===== Exercise materials

PR #2, opened 2021-07-14
Deploy crd

Tal-or:
Deploy/Undeploy CRD

### DIFF
--- a/pkg/commands/deploy.go
+++ b/pkg/commands/deploy.go
@@ -17,18 +17,23 @@
 package commands
 
 import (
+	"context"
+	"github.com/fromanirh/deployer/pkg/clientutil"
+	"github.com/fromanirh/deployer/pkg/manifests"
 	"github.com/spf13/cobra"
 )
 
 type deployOptions struct{}
 
 func NewDeployCommand(commonOpts *CommonOptions) *cobra.Command {
-	//	opts := &deployOptions{}
+	opts := &deployOptions{}
 	deploy := &cobra.Command{
 		Use:   "deploy",
 		Short: "deploy the components and configurations needed for topology-aware-scheduling",
 		RunE: func(cmd *cobra.Command, args []string) error {
-			// TODO: deploy components here
+			if err := Deploy(opts); err != nil {
+				return err
+			}
 			return nil
 		},
 		Args: cobra.NoArgs,
@@ -37,15 +42,53 @@ func NewDeployCommand(commonOpts *CommonOptions) *cobra.Command {
 }
 
 func NewRemoveCommand(commonOpts *CommonOptions) *cobra.Command {
-	//	opts := &deployOptions{}
+	opts := &deployOptions{}
 	remove := &cobra.Command{
 		Use:   "remove",
 		Short: "remove the components and configurations needed for topology-aware-scheduling",
 		RunE: func(cmd *cobra.Command, args []string) error {
-			// TODO: remove components here
+			if err := Remove(opts); err != nil {
+				return err
+			}
 			return nil
 		},
 		Args: cobra.NoArgs,
 	}
 	return remove
+}
+
+func Deploy(opts *deployOptions) error {
+	cs, err := clientutil.New()
+	if err != nil {
+		return err
+	}
+
+	crd, err := manifests.APICRD()
+	if err != nil {
+		return err
+	}
+
+	err = cs.Create(context.TODO(), crd)
+	if err !=nil {
+		return err
+	}
+	return nil
+}
+
+func Remove(opts *deployOptions) error {
+	cs, err := clientutil.New()
+	if err != nil {
+		return err
+	}
+
+	crd, err := manifests.APICRD()
+	if err != nil {
+		return err
+	}
+
+	err = cs.Delete(context.TODO(), crd)
+	if err !=nil {
+		return err
+	}
+	return nil
 }


go.mod
```diff
@@ -5,6 +5,7 @@ go 1.16
 require (
 	github.com/drone/envsubst v1.0.3
 	github.com/spf13/cobra v1.1.1
+	github.com/spf13/pflag v1.0.5
```
fromanirh, line 8: why is this needed?

pkg/commands/consts.go
```diff
@@ -0,0 +1,3 @@
+package commands
+
+const crdDefaultManifestPath = "manifests/api/crd.yaml"
```
fromanirh, line 3: this should be in the `manifests` package

pkg/commands/deploy.go
```diff
@@ -17,35 +17,107 @@
...
 	}
+	opts.AddFlags(remove.Flags())
 	return remove
 }
+
+func (d *deployOptions) AddFlags(fs *pflag.FlagSet) {
+	fs.StringVar(&d.crdPath, "crd-manifest", crdDefaultManifestPath, "crd manifest path")
+}
+
+func (d *deployOptions) Validate() error {
```
fromanirh, line 82: let's not validate: let's just try to read and bail out if it fails.

go.mod
Tal-or: Reading the command flags from the user

fromanirh: I'm not sure it's actually needed, let's check

pkg/commands/deploy.go
```diff
@@ -17,35 +17,107 @@
...
+			}
+
+			if err := opts.Remove(); err != nil {
+				return err
+			}
 			return nil
 		},
 		Args: cobra.NoArgs,
 	}
+	opts.AddFlags(remove.Flags())
```
fromanirh, line 74: what happens if we don't `AddFlags` explicitely?

fromanirh: like, what if we do like https://github.com/fromanirh/deployer/blob/main/pkg/commands/validate.go#L44

Tal-or: I don't know if it's possible let me check

pkg/commands/deploy.go
```diff
@@ -17,35 +17,107 @@
...
+}
+
+func (d *deployOptions) Validate() error {
+	if _, err := ioutil.ReadFile(d.crdPath); errors.Is(err, fs.ErrNotExist) {
+		return fmt.Errorf("crd manifest path %s not exist", d.crdPath)
+	}
+	return nil
+}
+
+func (d *deployOptions) Deploy() error {
```
fromanirh, line 89: this should be a free function if possible:
```
func  Deploy(opts deployOptions) error
```

pkg/commands/deploy.go
```diff
@@ -17,35 +17,107 @@
...
+	}
+
+	err = cs.Create(context.TODO(), crd)
+	if err !=nil {
+		return err
+	}
+	return nil
+}
+
+func (d *deployOptions) Remove() error {
```
fromanirh, line 107: this should be a free function if possible:
```
func  Remove(opts deployOptions) error
```

pkg/commands/render.go
```diff
@@ -48,7 +48,7 @@ func NewRenderCommand(commonOpts *CommonOptions) *cobra.Command {
 func renderManifests(cmd *cobra.Command, commonOpts *CommonOptions, opts *renderOptions, args []string) error {
 	var objs []runtime.Object
 
-	crd, err := manifests.LoadAPICRD()
+	crd, err := manifests.LoadAPICRD(manifests.CrdDefaultManifestPath)
```
fromanirh, line 51: this is a good idea but we need to push it back. The fact we load the manifests is an implementation detail that the consumers of the `manifests` package should not concern with. I'm going to push a rename dropping the `Load` prefix to emphasize this: the `manifests` package will give the client the object, doesn't matter how it gets it.

Later, past MVP, we will add an option to possibly override the builtin manifests.

Tal-or: So basically the client shouldn't be able to provide the path? 
If that's the case i need to remove also the path flag from the command

fromanirh: yes, not now. We need to postpone this feature.

pkg/commands/deploy.go
```diff
@@ -37,15 +42,53 @@ func NewDeployCommand(commonOpts *CommonOptions) *cobra.Command {
...
+				return err
+			}
 			return nil
 		},
 		Args: cobra.NoArgs,
 	}
 	return remove
 }
+
+func Deploy(opts *deployOptions) error {
```
fromanirh, line 60: we will need to reshape this code a bit when the ongoing refactoring (not even a PR posted) of the `deployer` package lands, but for now looks good enough.

There is no logging/explicit feedback of the operations, but we can fix in a later PR.

pkg/manifests/manifests.go
```diff
@@ -36,6 +36,7 @@ const (
 	ComponentAPI                      = "api"
 	ComponentSchedulerPlugin          = "sched"
 	ComponentResourceTopologyExporter = "rte"
+	CrdDefaultManifestPath = "manifests/api/crd.yaml"
```
fromanirh, line 39: the paths should be all changed in a separate PR, but we can fix later.

fromanirh (approved):

fromanirh:
please address the conflicts - if possible, revert the addition of the constant for the CRD path.

Tal-or:
I think you need to explain to me how you vision this whole deployer thingy. 
For example what you mean by "refactoring (not even a PR posted) of the deployer package lands"
It can save us some review cycles.

fromanirh (approved):

fromanirh:
> I think you need to explain to me how you vision this whole deployer thingy.
> For example what you mean by "refactoring (not even a PR posted) of the deployer package lands"
> It might save us some review cycles.

Yeah, the problem is we design as we go, in this stage. But yes, let's sync more offline.

PR #3, opened 2021-07-14
Add code do deploy RTE

fromanirh:
We add support to deploy a topology-updater component, which happens to be RTE for the time being.

### DIFF
--- a/pkg/deployer/rte/rte.go
+++ b/pkg/deployer/rte/rte.go
@@ -38,6 +38,21 @@ type Manifests struct {
 	DaemonSet          *appsv1.DaemonSet
 }
 
+func (mf Manifests) EnforceNamespace() Manifests {
+	ret := Manifests{
+		Namespace: mf.Namespace.DeepCopy(),
+		ServiceAccount: mf.ServiceAccount.DeepCopy(),
+		ClusterRole: mf.ClusterRole.DeepCopy(),
+		ClusterRoleBinding: mf.ClusterRoleBinding.DeepCopy(),
+		DaemonSet: mf.DaemonSet.DeepCopy(),
+	}
+	ret.ServiceAccount.Namespace = ret.Namespace.Name
+	ret.ClusterRole.Namespace = ret.Namespace.Name
+	ret.ClusterRoleBinding.Namespace = ret.Namespace.Name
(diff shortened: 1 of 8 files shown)


pkg/deployer/rte/rte.go
```diff
@@ -0,0 +1,118 @@
...
+	if err != nil {
+		return err
+	}
+
+	mf, err := GetManifests()
+	if err != nil {
+		return err
+	}
+
+	if err := cli.Create(context.TODO(), mf.Namespace); err != nil {
```
Tal-or: Can we have all those manifests inside a map or something similar and just iterate through that?

fromanirh: Ideally yes, but need to check how. Also, only some manifests may need to be updated, which makes a generic approach a bit more complex.

pkg/deployer/rte/rte.go
```diff
@@ -142,22 +142,20 @@ func Remove(logger *log.Logger, opts Options) error {
 	mf = mf.EnforceNamespace()
 	logger.Printf("manifests loaded")
 
-	// no need to update in the remove path
-	if err := hp.DeleteObject(mf.DaemonSet); err != nil {
+	// since we created everything in the namespace, we can just do
```
Tal-or, line 145: Since the remove logic is heavily relying on the fact that all objects are under the same ns, don't you think it is better to invoke ``` mf.EnforceNamespace()``` inside ```GetManifests()```? this way you keep the user (and by user I mean other contributors) from dropping the call to ```mf.EnforceNamespace()``` and avoid potential issues.

fromanirh: The (admittedly undocumented) intent of `GetManifests` is to provide the pristine versions of the manifests. The trasformations should be explicit as possible, so we should add another helper (and write the docstrings to make the intent expliit) rather then coalesce more responsabilities into `GetManifests`.

I agree about reducing the margin for errors, once we have a more solid design we should indeed add higher level helpers.
In general, catching these errors calls for more tests (unit, e2e) more than else.

So I think we should add automated tests first, let the design solidify a bit meantime, and then revisit the APIs and/or fix the existing functions.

==========

What you need to do: Your job is to return all lines above that hold the word "thingy".

Your solution:
I think you need to explain to me how you vision this whole deployer thingy. 
> I think you need to explain to me how you vision this whole deployer thingy.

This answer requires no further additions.